Julia Otxoa, en una imagen de archivo.

La artista vasca Julia Otxoa (San Sebastián, 1953) cuenta con un extenso itinerario creador donde la poesía es la fuerza generatriz que pone en danza palabras y objetos —en fotografías, poemas, ready-mades, relatos o composiciones inclasificables— que ella recoge en libros a menudo esquivos a etiquetas. Es el caso de su última entrega, Tos de perro, un viaje al interior de la propia sangre para escarbar en dolores antiguos que tienen que ver con el recuerdo de una guerra, y con todo aquello que quiso enterrar un persistente silencio que se pretendía cauterizador y que no logró su objetivo, porque la memoria habla incesante y obstinada: la savia derramada del árbol familiar no es distinta a la que sigue corriendo —y murmurando— por las ramas que perduran. Por las venas de los hijos y nietos de los vencidos, que pugnan por seguir haciendo visible lo invisible, y sobre todo rendir el debido tributo a las víctimas de la barbarie.

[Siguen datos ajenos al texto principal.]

Issue #2684, opened 2026-06-24
`Actors` section


szaganek:
Complete missing descriptions, improve endpoint descriptions, review links.

PR #2731, opened 2026-07-03
docs(openapi): Add missing descriptions to Update Actor endpoint

szaganek:
- Adds missing descriptions to `Create Actor` request body.
- Cleans up endpoint description.
- Also fixes the `Unknown type error` in the preview.

Part of #2684.

### DIFF
--- a/apify-api/openapi/components/schemas/actors/CreateOrUpdateVersionRequest.yaml
+++ b/apify-api/openapi/components/schemas/actors/CreateOrUpdateVersionRequest.yaml
@@ -5,29 +5,37 @@ properties:
     type: [string, "null"]
     pattern: ^([0-9]|[1-9][0-9])\.([0-9]|[1-9][0-9])$
     examples: ["0.0"]
+    description: The version number of the Actor. Must be a dot-separated sequence of numbers.
   sourceType:
     anyOf:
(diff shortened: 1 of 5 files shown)


apify-api/openapi/components/schemas/actors/CreateOrUpdateVersionRequest.yaml
```diff
@@ -5,29 +5,37 @@ properties:
     type: [string, "null"]
     pattern: ^([0-9]|[1-9][0-9])\.([0-9]|[1-9][0-9])$
     examples: ["0.0"]
+    description: The version number of the Actor. Must be a dot-separated sequence of numbers.
```
mixalturek: Do I understand it correctly? Is it this?

Image

```suggestion
    description: The version number of the Actor. Must be a dot-separated sequence of two numbers which are the major and minor parts of major.minor.patch semantic versioning.
```

mixalturek (approved):
Thanks a lot!

apify-api/openapi/components/schemas/actors/CreateOrUpdateVersionRequest.yaml
szaganek: Good catch, I clarified it in one more place.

Ocurre que las heridas se heredan, igual que se hereda la sangre. Y ocurre también que esa voz de Otxoa que nombra a los perseguidos, a los asesinados, no lo hace como un acto de venganza, sino como un acto de amor. Amorosamente las palabras acunan al ausente y lo devuelven a una historia de la que fue borrado. Y ese gesto surca su producción, donde la imaginación es un cauce para la resistencia, mientras la naturaleza se instituye en cómplice que nos humaniza y refugia en su paraíso posible.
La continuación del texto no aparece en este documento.